Activity: Only one stretch of the data below should be repeated: the lines from the line containing "### LINKED ISSUE #790: [2.0] Monolog" through the line containing "- Like in the", inclusive, exactly as they are.

Records for this task:
▬▬▬

PR #808, opened 2019-04-22
Add Monolog handler

### LINKED ISSUE #790: [2.0] Monolog
In sentry client v1 we were able to use the `Raven_Breadcrumbs_MonologHandler` handler. Is there a similar functionality in v2? There doesn't appear to be any documentation on this and it isn't listed as a removed feature either.

ste93cry:
| Q             | A
| ------------- | ---
| Branch?       | 2.1
| Bug fix?      | no
| New feature?  | yes
| BC breaks?    | no
| Deprecations? | no
| License       | MIT

This PR implements a Monolog handler and closes #790, which is a highly requested feature. Code is a stripped down version of the one submitted by @HazAT in the official Monolog repository. There are a few questions to discuss before merging:

- Like in the original PR, the handler needs an hub instance to work, but since the current hub is something that can change during the lifecycle of an application (e.g. when the `Hub::setCurrent()` method is called) it's not clear how this should affect the handler itself: e.g. if the handler is binded to an old or different hub than the current one it will report errors to the wrong client (if it's different between hubs)
- Since Monolog is a logger library a message is likely to always be present along with the context that may include the exception and imho we want to log it regardless. Calling the `captureMessage` method provides no way to pass the exception while calling the `captureException` has no way to pass the message. To solve the issue, instead of calling those methods like in the original PR, I'm building the raw payload of data to build the event from and I'm using the `captureEvent` method directly. Since the two methods mentioned before have a slightly different behavior regarding the stacktrace capture (`attach_stacktrace` option), the same exact behavior cannot be accomplished with such way

### DIFF
--- a/CHANGELOG.md
+++ b/CHANGELOG.md
@@ -3,10 +3,12 @@
 ## Unreleased
 
 - Mark Sentry internal frames when using `attach_stacktrace` as `in_app` `false` (#786)
-- Increase default severity of `E_RECOVERABLE_ERROR` to `Severity::ERROR`, instead of warning (#792)
-- feat: Add Breadcrumb::fromArray (#798)
-- feat: Add support for SENTRY_ENVRIONMENT and SENTRY_RELEASE (#810)
-- fix: The default value of the $exceptions property of the Event class (#806)
+- Increase default severity of `E_RECOVERABLE_ERROR` to `Severity::ERROR`, instead
+  of `Severity::WARNING` (#792)
+- Add a static factory method to create a breadcrumb from an array of data (#798)
+- Add support for `SENTRY_ENVRIONMENT` and `SENTRY_RELEASE` environment variables (#810)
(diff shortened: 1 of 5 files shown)


Jean85:
We're missing just one small thing! The changelog!

ste93cry:
Done, I always forget to update it!

JanMikes:
Amazing! Thank you 👍

linaori:
Trying to update but am being blocked by this PR not being released. What's the ETA? :smile:

Jean85:
No ETA, but this will be released with 2.1. Check out the milestone for progress: https://github.com/getsentry/sentry-php/milestone/2

linaori:
Alright, thanks for the reply! I'll check back in a while and stay at sentry/sentry-symfony 2.x for now as it seems to not cause issues with Symfony 4.x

▬▬▬

Written solution:
### LINKED ISSUE #790: [2.0] Monolog
In sentry client v1 we were able to use the `Raven_Breadcrumbs_MonologHandler` handler. Is there a similar functionality in v2? There doesn't appear to be any documentation on this and it isn't listed as a removed feature either.

ste93cry:
| Q             | A
| ------------- | ---
| Branch?       | 2.1
| Bug fix?      | no
| New feature?  | yes
| BC breaks?    | no
| Deprecations? | no
| License       | MIT

This PR implements a Monolog handler and closes #790, which is a highly requested feature. Code is a stripped down version of the one submitted by @HazAT in the official Monolog repository. There are a few questions to discuss before merging:

- Like in the original PR, the handler needs an hub instance to work, but since the current hub is something that can change during the lifecycle of an application (e.g. when the `Hub::setCurrent()` method is called) it's not clear how this should affect the handler itself: e.g. if the handler is binded to an old or different hub than the current one it will report errors to the wrong client (if it's different between hubs)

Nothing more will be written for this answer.